### BRIEF
Select all lines in the records that include "really".

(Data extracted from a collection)

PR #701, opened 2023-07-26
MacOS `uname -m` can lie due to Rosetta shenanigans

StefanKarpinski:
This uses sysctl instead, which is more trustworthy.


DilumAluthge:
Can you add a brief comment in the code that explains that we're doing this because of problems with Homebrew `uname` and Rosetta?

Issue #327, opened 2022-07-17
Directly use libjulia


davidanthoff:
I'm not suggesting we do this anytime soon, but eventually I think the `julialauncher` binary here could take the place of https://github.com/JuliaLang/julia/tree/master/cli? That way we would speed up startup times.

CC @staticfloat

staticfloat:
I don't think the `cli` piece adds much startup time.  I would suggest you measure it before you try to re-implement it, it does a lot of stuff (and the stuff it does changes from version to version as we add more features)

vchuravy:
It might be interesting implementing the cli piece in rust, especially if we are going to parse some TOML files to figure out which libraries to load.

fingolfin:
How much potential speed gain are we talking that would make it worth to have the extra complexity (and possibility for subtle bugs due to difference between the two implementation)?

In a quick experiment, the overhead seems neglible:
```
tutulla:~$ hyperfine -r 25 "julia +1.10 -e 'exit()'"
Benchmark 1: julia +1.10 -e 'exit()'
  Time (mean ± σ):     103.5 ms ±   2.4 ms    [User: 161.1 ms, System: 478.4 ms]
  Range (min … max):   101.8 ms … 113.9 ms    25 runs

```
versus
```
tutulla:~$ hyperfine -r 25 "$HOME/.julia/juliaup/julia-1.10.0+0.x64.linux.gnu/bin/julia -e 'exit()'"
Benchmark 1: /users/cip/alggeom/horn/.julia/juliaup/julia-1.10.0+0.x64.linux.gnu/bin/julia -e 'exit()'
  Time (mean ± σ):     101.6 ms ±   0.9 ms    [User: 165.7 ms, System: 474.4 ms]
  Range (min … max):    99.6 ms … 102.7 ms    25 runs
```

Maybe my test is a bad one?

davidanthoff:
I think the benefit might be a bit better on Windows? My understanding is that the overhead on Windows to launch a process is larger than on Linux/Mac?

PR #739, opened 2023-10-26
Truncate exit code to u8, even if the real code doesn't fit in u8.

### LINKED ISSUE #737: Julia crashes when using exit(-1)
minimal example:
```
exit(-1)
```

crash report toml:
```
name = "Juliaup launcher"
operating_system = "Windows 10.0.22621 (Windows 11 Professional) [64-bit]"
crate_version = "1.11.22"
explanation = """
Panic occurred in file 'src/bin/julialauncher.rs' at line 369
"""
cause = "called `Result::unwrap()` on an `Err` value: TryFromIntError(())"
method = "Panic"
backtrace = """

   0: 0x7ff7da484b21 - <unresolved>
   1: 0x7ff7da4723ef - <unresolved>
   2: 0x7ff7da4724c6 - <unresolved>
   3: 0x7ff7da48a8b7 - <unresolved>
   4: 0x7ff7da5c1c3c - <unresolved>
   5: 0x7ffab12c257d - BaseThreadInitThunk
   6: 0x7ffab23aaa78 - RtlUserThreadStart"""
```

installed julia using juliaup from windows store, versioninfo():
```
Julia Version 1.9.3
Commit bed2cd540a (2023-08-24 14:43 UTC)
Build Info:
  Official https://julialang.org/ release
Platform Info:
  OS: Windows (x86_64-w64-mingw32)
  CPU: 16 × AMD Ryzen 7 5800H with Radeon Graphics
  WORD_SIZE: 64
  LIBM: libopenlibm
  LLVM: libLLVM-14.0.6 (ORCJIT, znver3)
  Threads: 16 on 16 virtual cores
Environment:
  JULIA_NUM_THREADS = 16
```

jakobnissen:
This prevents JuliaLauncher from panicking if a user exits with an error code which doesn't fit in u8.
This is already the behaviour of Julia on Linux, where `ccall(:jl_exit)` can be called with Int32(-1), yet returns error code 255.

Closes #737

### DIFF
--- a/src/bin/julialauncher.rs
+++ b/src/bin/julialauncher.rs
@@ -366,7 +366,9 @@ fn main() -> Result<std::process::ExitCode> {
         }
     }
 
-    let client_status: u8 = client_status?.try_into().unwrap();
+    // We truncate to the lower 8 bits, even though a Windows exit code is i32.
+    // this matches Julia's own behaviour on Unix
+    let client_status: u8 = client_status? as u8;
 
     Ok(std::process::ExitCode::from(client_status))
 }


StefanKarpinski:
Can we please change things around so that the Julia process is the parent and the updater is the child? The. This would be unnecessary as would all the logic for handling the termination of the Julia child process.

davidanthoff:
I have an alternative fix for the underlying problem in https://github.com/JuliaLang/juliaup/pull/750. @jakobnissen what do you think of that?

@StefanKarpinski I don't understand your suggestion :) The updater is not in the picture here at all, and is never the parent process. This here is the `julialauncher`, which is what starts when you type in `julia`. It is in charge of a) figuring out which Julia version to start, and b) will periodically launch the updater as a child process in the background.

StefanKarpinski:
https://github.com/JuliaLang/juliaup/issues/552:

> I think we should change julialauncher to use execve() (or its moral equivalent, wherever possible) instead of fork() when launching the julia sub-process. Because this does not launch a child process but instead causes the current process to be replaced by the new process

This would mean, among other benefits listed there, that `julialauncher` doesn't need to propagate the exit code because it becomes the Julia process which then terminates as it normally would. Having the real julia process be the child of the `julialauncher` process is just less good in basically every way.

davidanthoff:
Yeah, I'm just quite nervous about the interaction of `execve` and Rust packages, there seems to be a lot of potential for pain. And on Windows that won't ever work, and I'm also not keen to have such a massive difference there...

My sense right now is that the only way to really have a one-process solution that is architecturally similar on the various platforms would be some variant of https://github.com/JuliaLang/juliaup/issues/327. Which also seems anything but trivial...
* * *
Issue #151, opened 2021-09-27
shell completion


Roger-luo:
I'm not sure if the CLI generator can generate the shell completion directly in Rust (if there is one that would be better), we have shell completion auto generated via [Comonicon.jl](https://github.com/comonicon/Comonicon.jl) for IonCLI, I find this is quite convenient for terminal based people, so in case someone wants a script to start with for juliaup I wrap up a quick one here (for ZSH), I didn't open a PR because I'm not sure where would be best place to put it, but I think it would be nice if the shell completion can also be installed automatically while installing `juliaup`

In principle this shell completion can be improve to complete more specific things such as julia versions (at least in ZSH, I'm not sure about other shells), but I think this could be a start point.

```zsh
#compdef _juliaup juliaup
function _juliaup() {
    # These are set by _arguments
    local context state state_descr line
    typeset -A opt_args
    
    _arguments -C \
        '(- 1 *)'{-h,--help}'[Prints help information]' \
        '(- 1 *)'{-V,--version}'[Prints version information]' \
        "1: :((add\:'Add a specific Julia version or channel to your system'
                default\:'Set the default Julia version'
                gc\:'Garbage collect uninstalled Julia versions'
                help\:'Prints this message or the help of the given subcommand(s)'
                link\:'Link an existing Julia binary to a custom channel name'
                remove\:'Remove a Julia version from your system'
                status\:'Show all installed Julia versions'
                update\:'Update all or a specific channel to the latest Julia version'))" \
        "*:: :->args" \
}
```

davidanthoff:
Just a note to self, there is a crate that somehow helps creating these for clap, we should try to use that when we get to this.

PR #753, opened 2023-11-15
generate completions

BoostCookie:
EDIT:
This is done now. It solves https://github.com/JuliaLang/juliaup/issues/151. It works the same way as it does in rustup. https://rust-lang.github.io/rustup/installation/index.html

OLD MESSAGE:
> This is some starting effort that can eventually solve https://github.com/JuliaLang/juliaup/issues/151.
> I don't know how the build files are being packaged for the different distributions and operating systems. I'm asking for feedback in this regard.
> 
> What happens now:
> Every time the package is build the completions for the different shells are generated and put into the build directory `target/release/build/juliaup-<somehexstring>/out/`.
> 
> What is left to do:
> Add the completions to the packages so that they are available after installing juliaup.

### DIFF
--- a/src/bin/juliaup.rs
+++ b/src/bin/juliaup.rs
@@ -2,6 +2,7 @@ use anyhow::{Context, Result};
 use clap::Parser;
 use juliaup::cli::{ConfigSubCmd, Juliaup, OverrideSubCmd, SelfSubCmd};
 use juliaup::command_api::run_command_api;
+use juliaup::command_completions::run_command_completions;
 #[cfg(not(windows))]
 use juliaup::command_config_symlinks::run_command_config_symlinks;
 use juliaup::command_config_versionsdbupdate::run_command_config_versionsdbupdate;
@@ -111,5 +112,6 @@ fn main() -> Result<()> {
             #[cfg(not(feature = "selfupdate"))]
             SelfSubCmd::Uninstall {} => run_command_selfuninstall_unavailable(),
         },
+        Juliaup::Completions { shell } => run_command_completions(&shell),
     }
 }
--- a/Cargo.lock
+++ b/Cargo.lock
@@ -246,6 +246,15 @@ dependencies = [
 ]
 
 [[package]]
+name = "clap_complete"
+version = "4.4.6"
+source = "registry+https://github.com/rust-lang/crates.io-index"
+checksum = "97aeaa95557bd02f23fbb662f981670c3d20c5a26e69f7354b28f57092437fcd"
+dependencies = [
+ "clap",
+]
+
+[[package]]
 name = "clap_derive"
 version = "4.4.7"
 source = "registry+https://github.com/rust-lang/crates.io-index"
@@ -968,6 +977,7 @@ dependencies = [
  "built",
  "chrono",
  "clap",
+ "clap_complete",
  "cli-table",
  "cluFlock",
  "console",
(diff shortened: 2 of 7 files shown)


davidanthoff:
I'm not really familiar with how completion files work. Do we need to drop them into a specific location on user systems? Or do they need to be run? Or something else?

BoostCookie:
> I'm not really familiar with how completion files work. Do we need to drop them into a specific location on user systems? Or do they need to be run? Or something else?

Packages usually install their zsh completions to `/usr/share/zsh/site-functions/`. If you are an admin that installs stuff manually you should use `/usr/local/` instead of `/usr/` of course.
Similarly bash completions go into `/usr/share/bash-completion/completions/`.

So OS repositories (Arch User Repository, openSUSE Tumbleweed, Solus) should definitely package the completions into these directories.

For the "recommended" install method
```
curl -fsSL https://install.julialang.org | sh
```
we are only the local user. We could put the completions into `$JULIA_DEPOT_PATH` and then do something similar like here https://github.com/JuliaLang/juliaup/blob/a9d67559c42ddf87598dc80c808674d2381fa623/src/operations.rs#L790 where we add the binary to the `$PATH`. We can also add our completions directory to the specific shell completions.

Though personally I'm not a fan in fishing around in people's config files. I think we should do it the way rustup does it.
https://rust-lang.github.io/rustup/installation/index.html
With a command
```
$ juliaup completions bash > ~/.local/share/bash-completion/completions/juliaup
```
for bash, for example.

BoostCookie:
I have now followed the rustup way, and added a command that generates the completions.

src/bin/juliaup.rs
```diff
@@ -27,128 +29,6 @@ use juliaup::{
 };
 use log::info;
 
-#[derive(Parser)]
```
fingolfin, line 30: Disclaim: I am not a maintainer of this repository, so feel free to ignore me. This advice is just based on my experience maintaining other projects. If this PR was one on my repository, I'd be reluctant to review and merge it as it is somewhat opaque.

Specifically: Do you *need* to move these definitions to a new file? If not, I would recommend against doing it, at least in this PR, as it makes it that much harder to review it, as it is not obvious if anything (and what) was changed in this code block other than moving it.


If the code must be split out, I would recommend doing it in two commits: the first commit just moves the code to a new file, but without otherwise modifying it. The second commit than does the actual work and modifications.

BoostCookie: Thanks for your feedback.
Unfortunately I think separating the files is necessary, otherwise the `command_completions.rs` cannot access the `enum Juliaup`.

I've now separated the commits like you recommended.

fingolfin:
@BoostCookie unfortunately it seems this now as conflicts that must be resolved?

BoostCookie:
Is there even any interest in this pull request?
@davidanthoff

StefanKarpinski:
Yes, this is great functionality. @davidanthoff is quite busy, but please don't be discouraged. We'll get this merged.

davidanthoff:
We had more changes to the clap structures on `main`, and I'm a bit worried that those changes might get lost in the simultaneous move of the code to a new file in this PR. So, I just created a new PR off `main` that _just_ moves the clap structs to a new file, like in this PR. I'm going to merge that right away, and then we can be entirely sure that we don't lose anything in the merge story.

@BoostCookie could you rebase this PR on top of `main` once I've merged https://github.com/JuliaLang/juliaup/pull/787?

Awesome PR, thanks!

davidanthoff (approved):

### WRITTEN REPLY
My sense right now is that the only way to really have a one-process solution that is architecturally similar on the various platforms would be some variant of https://github.com/JuliaLang/juliaup/issues/327. Which also seems anything but trivial...
I'm not really familiar with how completion files work. Do we need to drop them into a specific location on user systems? Or do they need to be run? Or something else?
> I'm not really familiar with how completion files work. Do we need to drop them into a specific location on user systems? Or do they need to be run? Or something else?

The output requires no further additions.